A promise as large as a referendum doesn't get forgotten. Not having one would have basically assured no Conservative government in 2020, so from Dave's perspective it had to be done.
It's now all about how Brussels want to take this: Keep the UK as a key client for a lot of German and French exports at the cost of looking lenient and risk countries like Greece and Italy with their own independence movements gathering traction or try to make an example of the UK and risk losing a great deal of trade. Obviously it's going to fall somewhere in the middle, but the initial murmurs from Germany are that they want to approach this cautiously. My feeling is that they're going to have some extremely drawn-out conversations over the next 12 months and there's going to be the usual trickle of information feeding into the public.
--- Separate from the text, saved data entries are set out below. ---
PR #313, opened 2021-02-16
Reduce usage of deprecated classes

ttomsu:
This gets some of the ["@Deprecated" code should not be used](https://sonarcloud.io/organizations/googlecloudplatform/rules?open=java%3AS1874&rule_key=java%3AS1874) violations, but not all of them. I've noted which ones I think are breaking changes for our users in the comments of each one: https://sonarcloud.io/project/issues?id=GoogleCloudPlatform_spring-cloud-gcp&resolved=false&rules=java%3AS1874

### DIFF
--- a/spring-cloud-gcp-pubsub/src/main/java/com/google/cloud/spring/pubsub/core/publisher/PubSubPublisherTemplate.java
+++ b/spring-cloud-gcp-pubsub/src/main/java/com/google/cloud/spring/pubsub/core/publisher/PubSubPublisherTemplate.java
@@ -33,6 +33,8 @@ import org.springframework.util.Assert;
 import org.springframework.util.concurrent.ListenableFuture;
 import org.springframework.util.concurrent.SettableListenableFuture;
 
+import static com.google.common.util.concurrent.MoreExecutors.directExecutor;
+
 /**
  * Default implementation of {@link PubSubPublisherOperations}.
  * <p>The main Google Cloud Pub/Sub integration component for publishing to topics.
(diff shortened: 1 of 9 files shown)


spring-cloud-gcp-pubsub/src/main/java/com/google/cloud/spring/pubsub/core/publisher/PubSubPublisherTemplate.java
```diff
@@ -119,7 +121,7 @@ public void onSuccess(String result) {
 				settableFuture.set(result);
 			}
 
-		});
+		}, directExecutor());
```
dzou, line 124: Is `directExecutor()` equivalent to `Runnable::run`?

Maybe you can just use `Runnable::run` here and avoid the guava import.

ttomsu: It looks pretty similar, but in this case I just copied it straight from the deprecated implementation: https://github.com/googleapis/api-common-java/blob/master/src/main/java/com/google/api/core/ApiFutures.java#L58

Also note that this isn't Guava - it's `api-common-java`, which I assume comes with all of our client libraries. That being said, I've now added two entries to our checkstyle-exceptions, and I'm not able to find where this `IllegalImport` rule keeps catching these imports.

dzou (approved):

spring-cloud-gcp-pubsub/src/main/java/com/google/cloud/spring/pubsub/core/publisher/PubSubPublisherTemplate.java
dzou: Gotcha, sounds good.

PR #327, opened 2021-02-19
Use date in dependencies cache and refresh daily

ttomsu:
Following up from yesterdays conversation about the GHA cache - this changes the "purge cache" job to a "warm cache" job because, as we learned, we cannot _update_ an existing cache - we can only create wholly new ones. 

So this job runs right at the beginning of every day (UTC time, obv, we're not savages after all) and stores the cache based on the YYYY-MM-DD. I've also removed the backup `restore-keys` option as I have no idea what is in this `Linux-maven-` cache. It likely doesn't have much of what we need so lets save the time downloading it.

If this works out as expected I can make similar changes to our other jobs.

### DIFF
--- a/.github/workflows/unitTests.yaml
+++ b/.github/workflows/unitTests.yaml
@@ -18,16 +18,21 @@ jobs:
       matrix:
         java: [8, 11, 15]
     steps:
+    - name: Get current date
+      id: date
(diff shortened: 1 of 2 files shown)


dzou (approved):

meltsufin (approved):
Looks good! Let's give it a try.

Wild speculation: I think they're going to remove a lot of the social benefits and keep the economical ones. i.e. removing the right to free movement without a visa, but leaving current trade deals largely intact. The EU doesn't want a recession, but they still have to look like they're sticking it to the UK a bit - largely social benefit removal would be a good way to do this. Making a big fuss over withdrawing the money they send us for infrastructure etc. because it'll make headline but ultimately isn't a huge deal like some of the more complex trade is.
Still, really wanted to see a properly united Europe with the fat trimmed off (low economic performers with semi-corrupt governments like Greece) and a centralised government that doesn't just dip its hand in when it wants to like Brussels does/did, but is instead a fairly elected and properly weighted parliament based on concentration of population (i.e. the UK - for example - would get more representation as it has a far denser population than say Czech Republic. State system like the US in that state-level laws can still be made. My opinion is still that we could have worked towards this quicker from the inside, but yeh.
I just feel like the vote last week has meant I will never see this in my lifetime now, and that's pretty saddening. It's the natural course of things for countries to merge and for larger territories to be governed by a single system (it's just always going to be more efficient), and I think this is going to be the wake-up call for the EU to start reforming the way it governs. It's just a shame that we had to be the ones on the outside rather than any other country.